# EXERCISE DETAILS
Only one stretch of the records below should be repeated. It starts with the line containing "PR #12317, opened 2022-05-09" and goes on through the line containing "2. Delete as many as you want.", exactly as written.

** Opening EXCERPTED DATA block **

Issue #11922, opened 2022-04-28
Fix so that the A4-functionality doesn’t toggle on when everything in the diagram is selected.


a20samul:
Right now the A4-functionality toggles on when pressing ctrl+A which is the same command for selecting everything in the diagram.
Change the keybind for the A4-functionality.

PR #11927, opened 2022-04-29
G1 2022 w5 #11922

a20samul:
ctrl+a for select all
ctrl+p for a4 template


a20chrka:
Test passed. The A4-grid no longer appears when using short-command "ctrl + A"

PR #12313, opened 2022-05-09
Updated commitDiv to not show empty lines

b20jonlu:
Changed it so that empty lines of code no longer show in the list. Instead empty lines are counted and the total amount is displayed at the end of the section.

** Closing EXCERPTED DATA block **
** Opening EXCERPTED DATA block **

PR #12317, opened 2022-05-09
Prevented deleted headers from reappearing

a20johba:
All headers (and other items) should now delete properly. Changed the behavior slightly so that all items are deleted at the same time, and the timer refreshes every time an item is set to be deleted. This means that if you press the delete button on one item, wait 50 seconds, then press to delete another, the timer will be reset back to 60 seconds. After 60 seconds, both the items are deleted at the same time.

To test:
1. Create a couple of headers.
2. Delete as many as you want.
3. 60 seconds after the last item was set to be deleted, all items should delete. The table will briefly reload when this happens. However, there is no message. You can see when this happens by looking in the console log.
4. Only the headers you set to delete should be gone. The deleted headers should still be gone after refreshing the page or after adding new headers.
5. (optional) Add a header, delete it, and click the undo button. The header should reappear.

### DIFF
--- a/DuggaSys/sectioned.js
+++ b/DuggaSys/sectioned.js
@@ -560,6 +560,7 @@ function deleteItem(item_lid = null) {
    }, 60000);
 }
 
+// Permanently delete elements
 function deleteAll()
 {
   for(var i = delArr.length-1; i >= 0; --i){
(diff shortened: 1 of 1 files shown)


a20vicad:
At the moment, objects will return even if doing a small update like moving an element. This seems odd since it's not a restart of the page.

** Closing EXCERPTED DATA block **

# ANSWER BELOW
PR #12317, opened 2022-05-09
Prevented deleted headers from reappearing

a20johba:
All headers (and other items) should now delete properly. Changed the behavior slightly so that all items are deleted at the same time, and the timer refreshes every time an item is set to be deleted. This means that if you press the delete button on one item, wait 50 seconds, then press to delete another, the timer will be reset back to 60 seconds. After 60 seconds, both the items are deleted at the same time.

To test:
1. Create a couple of headers.
2. Delete as many as you want.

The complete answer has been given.